Spider-Man: No Way Home’s ending answers the ultimate Peter Parker question

Peter Parker is looking for a dad more than anything. No matter who’s telling the Spider-Man story, it’s so defined by the loss of Uncle Ben — the original sin Peter never gets over — that it’s easy to breeze past the loss Peter can’t blame himself for: his parents, who are already missing long before the story usually starts. Peter is acutely missing Uncle Ben, and he longs for a father figure. The most prominent members of Peter’s rogues gallery include Otto Octavius in Sam Raimi’s films, Curt Connors in the comics and Norman Osborn. Mentors like Norman Osborn and Otto Octavius in Sam Raimi’s films, Teachers like Curt Connors in The Amazing Spider-ManPotential role models that have been turned against them by forces such as Adrian Toomes Spider-Man Homecoming or Mysterio in Spider-Man is Far From Home

This is the latest news from this site. Spider-Man, There’s No Way Home, doesn’t initially seem concerned with any of that history. It seems that the film is a excuse to do a multiversal smashup. This pits Spider-Man’s current Marvel Cinematic Universe movie against Spider-Man villains. At first, it appears to be an exciting but fan-servicey slugfest that doesn’t frontload the emotional heft Spider-Man stories are known for. It changes mid-way. You can’t go home!To become Extremely invested in Peter Parker and what he’s lost.

[Ed. note: Major spoilers for Spider-Man: No Way Home follow.]

Peter in the MCU is unique because we do not see the initial losses. Like the radioactive spider that bit him to give him his powers, it’s an element of the story we’ve already seen repeatedly, and don’t need to revisit. Instead, Tom Holland’s version of Peter Parker gets a new loss to add to the pile: His Aunt May (Marisa Tomei), killed by the Green Goblin (Willem Dafoe). It’s this final wound that breaks Peter, already brought low by the death of his idol Tony Stark (Robert Downey, Jr.) in Avengers: EndgameBy the treachery of Mysterio, his short-term friend (Jake Gyllenhaal), he was framed for an attack on the terrorists at the beginning of Spider-Man Far from Home.

He is shaken and retreats from his friend. You can’t go home!’s real meta magic begins, as Peter Parker at his lowest is lifted up by the two previous on-screen Peters, played by their original actors, Tobey Maguire and Andrew Garfield.

Tobey Maguire as Spider-Man

Image: Sony Pictures

What’s surprising about You can’t go home! isn’t that Maguire and Garfield reprise their roles, but that they’re actual CharactersIn You can’t go home!The second half of the film’s second-half was dominated by him. They don’t just support the current Peter’s story; they get bittersweet grace notes of their own. Maguire’s Peter, who spent three films agonizing over the self-sacrifice being Spider-Man demanded of him, gets to show two younger men that the pain can lead to something beautiful, too. Garfield’s Peter, whose film series was cut short and whose story never got to end, has farther to go: In the space between his last Spider-outing, The Amazing Spider-Man 2,Please see the following: You can’t go home!We learn from him that he succumbed to rage and is now effectively dead as Peter Parker.

These aren’t just lessons to impart to the current Peter, they’re helping hands extended three ways, linking all three versions of the character. The most touching moment in the film. You can’t go home! occurs when Holland isn’t even present, as Maguire, the best-adjusted Peter Parker, tells Garfield’s Peter that he’s great, and tries to get him to say it too. “No, you are amazing — I need to hear you say that,” he says. Garfield’s Peter never does, but in a flash of vulnerability, we can see that he desperately wants to.

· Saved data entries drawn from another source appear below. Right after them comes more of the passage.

PR #1631, opened 2016-02-13
Set chromedriver to be a new process group leader

bsedat:
Allows for easier killing of the entire chromedriver process tree.

I have signed the CLA as "Benjamin Sedat".

### DIFF
--- a/rb/lib/selenium/webdriver/chrome/service.rb
+++ b/rb/lib/selenium/webdriver/chrome/service.rb
@@ -102,6 +102,7 @@ module Selenium
           @process       = ChildProcess.build(*server_command)
 
           @process.io.inherit! if $DEBUG == true
+          @process.leader = true
           @process.start
         end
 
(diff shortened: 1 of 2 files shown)


p0deje:
I'm not sure I follow your reasoning. What do you mean by "easier killing of the entire chromedrvier process tree"?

It is this thing that makes it difficult to read the entire book with a cynical eye. You can’t go home!: The film’s script doesn’t just use the other Peters for a cute cameo, it attempts to wrestle with the slightly different shades they bring to the current Peter Parker’s pain, and how their meeting each other might help them all grow. Because they all still have room to grow, and they’re all still so lonely.

Andrew Garfield in The Amazing Spider-Man

Photo: Sony Pictures

What sets the latest version of the character apart is that for a while, he wasn’t. An Avenger recruited him and gave him a solitary, but supportive, minder. He was part of a team and shared his experience with his two closest friends. His young mind was able to expand in new ways thanks to the support of a rich benefactor. He was fortunate to have Aunt May, who knew Spider-Man well and helped him with his heroic work. However, he was still a superhero. You can’t go home!’s tragic arc reaches its climax, Peter learns that none of this will help him in his private grief, nor will it help anyone understand him better.

Peter is not only affected by the multiverse’s tragedy, but it also gives him an opportunity to feel more understood. He can work alongside two different versions of himself for a while. It gives him brotherhood for a while.

This is the moment of catharsis. You can’t go home! arrives at the end of a convoluted road that began with Peter Parker’s arrival in the middle of Civil War Captain AmericaHe was a child before he fought the first alien. It was worth it, despite the snarky jokes and confusing plotting. You can’t go home! director Jon Watts and screenwriters Chris McKenna and Erik Sommers ultimately choose to center the beating heart of the kid behind the mask, who’s role-playing at being a man. This decidedly isn’t a story about Spider-Man, it’s a story about Peter Parker. Peter has to learn yet again a lesson about responsibility and power. One way to make sure bad things don’t happen is to be aware that you have the ability to do some good for others, but to not.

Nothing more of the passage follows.